## DIRECTIONS
The expected output is each line in the data below that includes the string "Inserts".

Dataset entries
((

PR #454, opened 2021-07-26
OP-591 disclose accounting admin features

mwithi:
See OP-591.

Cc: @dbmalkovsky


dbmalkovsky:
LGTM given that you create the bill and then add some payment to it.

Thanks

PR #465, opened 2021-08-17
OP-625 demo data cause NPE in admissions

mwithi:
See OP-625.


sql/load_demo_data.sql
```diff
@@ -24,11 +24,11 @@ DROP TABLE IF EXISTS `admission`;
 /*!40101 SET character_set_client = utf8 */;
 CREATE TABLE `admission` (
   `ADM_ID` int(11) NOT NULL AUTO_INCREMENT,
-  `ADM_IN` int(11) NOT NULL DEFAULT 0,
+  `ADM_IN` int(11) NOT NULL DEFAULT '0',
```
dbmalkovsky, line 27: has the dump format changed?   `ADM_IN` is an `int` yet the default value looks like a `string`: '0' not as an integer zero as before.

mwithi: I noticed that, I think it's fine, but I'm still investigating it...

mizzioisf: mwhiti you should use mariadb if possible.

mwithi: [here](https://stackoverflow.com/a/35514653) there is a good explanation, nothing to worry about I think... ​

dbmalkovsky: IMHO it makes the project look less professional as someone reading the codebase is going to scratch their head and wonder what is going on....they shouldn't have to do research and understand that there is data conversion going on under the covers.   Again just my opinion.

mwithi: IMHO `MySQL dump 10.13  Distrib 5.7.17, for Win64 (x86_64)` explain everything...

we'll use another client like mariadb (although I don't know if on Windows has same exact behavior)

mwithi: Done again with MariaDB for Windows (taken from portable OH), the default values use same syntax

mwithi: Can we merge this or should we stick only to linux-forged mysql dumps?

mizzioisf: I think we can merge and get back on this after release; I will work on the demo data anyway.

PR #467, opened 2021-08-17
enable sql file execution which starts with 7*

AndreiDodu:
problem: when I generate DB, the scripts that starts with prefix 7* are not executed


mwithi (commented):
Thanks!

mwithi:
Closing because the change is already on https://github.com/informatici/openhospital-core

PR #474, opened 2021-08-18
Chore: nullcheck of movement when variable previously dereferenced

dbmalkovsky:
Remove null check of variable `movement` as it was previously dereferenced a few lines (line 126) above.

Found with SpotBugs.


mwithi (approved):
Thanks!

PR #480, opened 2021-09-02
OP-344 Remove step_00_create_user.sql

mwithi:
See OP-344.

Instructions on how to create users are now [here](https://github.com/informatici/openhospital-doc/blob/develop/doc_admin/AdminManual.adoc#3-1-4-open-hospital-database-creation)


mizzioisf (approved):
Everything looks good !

))
((

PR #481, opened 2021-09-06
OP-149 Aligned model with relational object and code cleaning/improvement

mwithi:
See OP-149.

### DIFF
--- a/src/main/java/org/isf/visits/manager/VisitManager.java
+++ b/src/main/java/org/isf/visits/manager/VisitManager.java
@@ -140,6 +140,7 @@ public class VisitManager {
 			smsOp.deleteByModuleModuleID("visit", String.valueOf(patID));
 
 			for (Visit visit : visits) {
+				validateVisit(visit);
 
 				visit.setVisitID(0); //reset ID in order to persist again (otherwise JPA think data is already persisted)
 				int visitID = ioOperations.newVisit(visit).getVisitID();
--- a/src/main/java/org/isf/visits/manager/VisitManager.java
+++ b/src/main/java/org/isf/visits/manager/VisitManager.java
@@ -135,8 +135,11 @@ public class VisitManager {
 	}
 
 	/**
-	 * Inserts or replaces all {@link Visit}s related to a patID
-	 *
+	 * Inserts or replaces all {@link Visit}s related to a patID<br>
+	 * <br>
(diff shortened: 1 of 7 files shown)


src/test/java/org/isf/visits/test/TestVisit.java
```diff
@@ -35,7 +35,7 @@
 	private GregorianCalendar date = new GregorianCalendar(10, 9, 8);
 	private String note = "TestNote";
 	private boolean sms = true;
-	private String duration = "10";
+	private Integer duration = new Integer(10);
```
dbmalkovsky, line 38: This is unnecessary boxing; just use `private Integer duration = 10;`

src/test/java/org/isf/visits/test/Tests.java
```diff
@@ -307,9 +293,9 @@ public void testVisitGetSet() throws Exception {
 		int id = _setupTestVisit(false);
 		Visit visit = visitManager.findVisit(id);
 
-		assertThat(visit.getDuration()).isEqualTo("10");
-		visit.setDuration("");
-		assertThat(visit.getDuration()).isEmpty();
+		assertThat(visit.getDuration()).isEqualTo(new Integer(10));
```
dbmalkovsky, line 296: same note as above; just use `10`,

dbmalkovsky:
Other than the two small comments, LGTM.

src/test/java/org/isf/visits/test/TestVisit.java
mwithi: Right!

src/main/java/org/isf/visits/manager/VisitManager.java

))
((

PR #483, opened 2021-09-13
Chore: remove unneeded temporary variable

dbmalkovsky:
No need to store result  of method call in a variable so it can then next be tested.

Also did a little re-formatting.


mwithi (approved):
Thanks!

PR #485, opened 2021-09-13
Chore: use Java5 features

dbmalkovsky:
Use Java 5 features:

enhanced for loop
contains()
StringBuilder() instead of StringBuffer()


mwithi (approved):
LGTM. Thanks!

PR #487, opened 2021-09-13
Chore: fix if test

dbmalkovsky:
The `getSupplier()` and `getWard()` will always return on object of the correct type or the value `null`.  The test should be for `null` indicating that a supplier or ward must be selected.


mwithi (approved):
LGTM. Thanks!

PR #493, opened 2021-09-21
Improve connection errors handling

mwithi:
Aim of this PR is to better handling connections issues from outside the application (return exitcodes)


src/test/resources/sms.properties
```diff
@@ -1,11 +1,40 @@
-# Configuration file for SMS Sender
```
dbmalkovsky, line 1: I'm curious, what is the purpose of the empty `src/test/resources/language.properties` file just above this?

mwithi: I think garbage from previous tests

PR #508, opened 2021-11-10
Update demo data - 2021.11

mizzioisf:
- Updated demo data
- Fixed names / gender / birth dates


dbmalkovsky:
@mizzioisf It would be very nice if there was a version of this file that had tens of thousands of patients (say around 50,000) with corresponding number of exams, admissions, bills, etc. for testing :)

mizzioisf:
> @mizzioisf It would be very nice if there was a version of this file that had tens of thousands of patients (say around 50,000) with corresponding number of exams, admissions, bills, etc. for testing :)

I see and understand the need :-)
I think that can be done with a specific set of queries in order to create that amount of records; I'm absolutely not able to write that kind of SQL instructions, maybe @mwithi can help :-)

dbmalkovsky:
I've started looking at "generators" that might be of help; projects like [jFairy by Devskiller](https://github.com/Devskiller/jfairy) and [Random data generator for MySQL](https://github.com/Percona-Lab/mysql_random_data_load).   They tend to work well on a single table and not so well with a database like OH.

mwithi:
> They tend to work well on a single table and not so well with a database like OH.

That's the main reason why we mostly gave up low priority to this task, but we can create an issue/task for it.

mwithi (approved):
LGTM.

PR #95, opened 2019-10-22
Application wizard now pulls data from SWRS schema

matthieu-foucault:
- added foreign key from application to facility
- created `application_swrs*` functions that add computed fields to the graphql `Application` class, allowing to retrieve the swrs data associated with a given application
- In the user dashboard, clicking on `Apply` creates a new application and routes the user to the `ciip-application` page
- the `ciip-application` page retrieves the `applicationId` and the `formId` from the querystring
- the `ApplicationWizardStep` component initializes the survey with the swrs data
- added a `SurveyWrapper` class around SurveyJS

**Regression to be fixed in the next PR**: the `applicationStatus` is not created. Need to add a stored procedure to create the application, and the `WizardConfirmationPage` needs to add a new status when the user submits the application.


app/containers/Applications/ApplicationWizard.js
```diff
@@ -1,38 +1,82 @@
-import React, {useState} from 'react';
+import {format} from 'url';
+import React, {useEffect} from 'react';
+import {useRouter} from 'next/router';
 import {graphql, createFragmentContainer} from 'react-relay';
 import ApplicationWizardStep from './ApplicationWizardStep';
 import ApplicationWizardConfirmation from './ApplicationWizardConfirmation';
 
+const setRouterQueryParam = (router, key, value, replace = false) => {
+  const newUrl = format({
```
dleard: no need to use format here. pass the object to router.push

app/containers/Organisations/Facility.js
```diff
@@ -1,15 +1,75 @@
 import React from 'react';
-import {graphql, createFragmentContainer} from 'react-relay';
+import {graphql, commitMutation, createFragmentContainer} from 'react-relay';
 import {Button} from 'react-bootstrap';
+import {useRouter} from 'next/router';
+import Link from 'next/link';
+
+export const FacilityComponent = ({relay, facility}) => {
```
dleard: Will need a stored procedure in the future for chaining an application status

))

## REPLY TO THE TASK
-	 * Inserts or replaces all {@link Visit}s related to a patID
+	 * Inserts or replaces all {@link Visit}s related to a patID<br>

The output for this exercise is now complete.